A cute little one from Ecuagenera
This plant is quite a bit smaller than my typical Phrag. schlimii, the leaves are a third as long or less, the flowers are smaller as well.


----------



## richgarrison (Mar 15, 2019)

Fun!... and two active growths.... 

hi 5!


----------



## abax (Mar 15, 2019)

What a cutie! That's one happy plant and I agree hi 5!


----------



## mccallen (Mar 16, 2019)

Thank you, I really like this one!


----------



## ThienNgo Le (Mar 18, 2019)

Very nice. I love this little cutie species. They put it back to schlimii but I still call it manzurii. This is my breeding plant.
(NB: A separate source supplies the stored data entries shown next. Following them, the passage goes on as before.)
PR #15, opened 2026-04-24
feat: Add simulations to Golden conversion

vishalghor:
- Implemented `export_results_to_golden` method in `SimulationEvals` to enable converting simulation results into Golden evaluation YAML files.
-  Added platform-based trace fetching via `ConversationHistory` for high-fidelity conversion of tool calls and agent events. - Implemented a robust fallback parser that extracts turns from local `detailed_trace` logs if platform fetching is unavailable. - Refactored `simulation_evals.py` to resolve model name collisions (aliased `GoldenConversation` and `GoldenConversations`) and satisfied "Zero Warnings" linter requirements.
- Added a comprehensive unit test suite in `tests/cxas_scrapi/evals/test_sim_to_golden.py` covering both platform-based and fallback conversion paths.


src/cxas_scrapi/evals/simulation_evals.py
```diff
@@ -693,3 +703,171 @@ def _run_job(tc, run_idx):
...
+                                        if (
+                                            tc_obj.action == tool_name
+                                            and tc_obj.output is None
+                                        ):
+                                            tc_obj.output = response
+                                            break
+                if current_turn:
+                    turns.append(current_turn)
+
+            except Exception as e:
```
kmaphoenix: @vishalghor let's break out this entire except block into another method so that:
1. It's easier to debug
2. We can write unit tests just for this portion of the code

src/cxas_scrapi/evals/simulation_evals.py
```diff
@@ -693,3 +703,171 @@ def _run_job(tc, run_idx):
...
+            turns = []
+            try:
+                conv_obj = ch.get_conversation(session_id)
+                conv_dict = type(conv_obj).to_dict(conv_obj)
+
+                current_turn = None
+
+                for p_turn in conv_dict.get("turns", []):
+                    messages = p_turn.get("messages", [])
+                    for msg in messages:
```
kmaphoenix: @vishalghor Can we break out this entire turn / message parsing section into its own method so we can write better tests and debug it? 

There are a ton of nested if/else statements here as well.  
It would be good if we can compartmentalize some of the parsing here as well.  
e.g. `parse_tool_call`, `parse_tool_response`, `parse_user_text`, etc.)

I imagine that we have several classes throughout the library that end up parsing this information from Conversation History or Tracing already.  
We should try to consolidate these so it's reusable.

kmaphoenix (commented):
@vishalghor let's see if we can break down some of the larger methods so it's easier to debug / troubleshoot and write tests for them.

src/cxas_scrapi/evals/simulation_evals.py
vishalghor: Acknowledged

kmaphoenix (changes requested):

src/cxas_scrapi/evals/simulation_evals.py
vishalghor: added the susggestions. refactored the new addition and existing to be more modularized.

deniscalin (approved):
LGTM

tests/cxas_scrapi/evals/test_sim_to_golden.py
kmaphoenix, line 1: @vishalghor we shouldn't create a new file here. The tests should just go into `/evals/test_simulation_evals.py` that already exists.

kmaphoenix (approved):
@vishalghor let's fix the test file and then everything else LGTM

tests/cxas_scrapi/evals/test_sim_to_golden.py
vishalghor: makes sense. merged them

Very good bloomer and well branches.


----------



## mccallen (Mar 19, 2019)

So cute, I love it! 

What crosses have you made with that one?


----------



## eaborne (Mar 20, 2019)

Nice!


----------



## ThienNgo Le (Mar 27, 2019)

mccallen said:


> So cute, I love it!
> 
> What crosses have you made with that one?


Professor Braem x manzurii
Manzur la ALdea x manzurii
andreettea x manzurii


----------



## NYEric (Mar 27, 2019)

Nice, thanks for sharing.


----------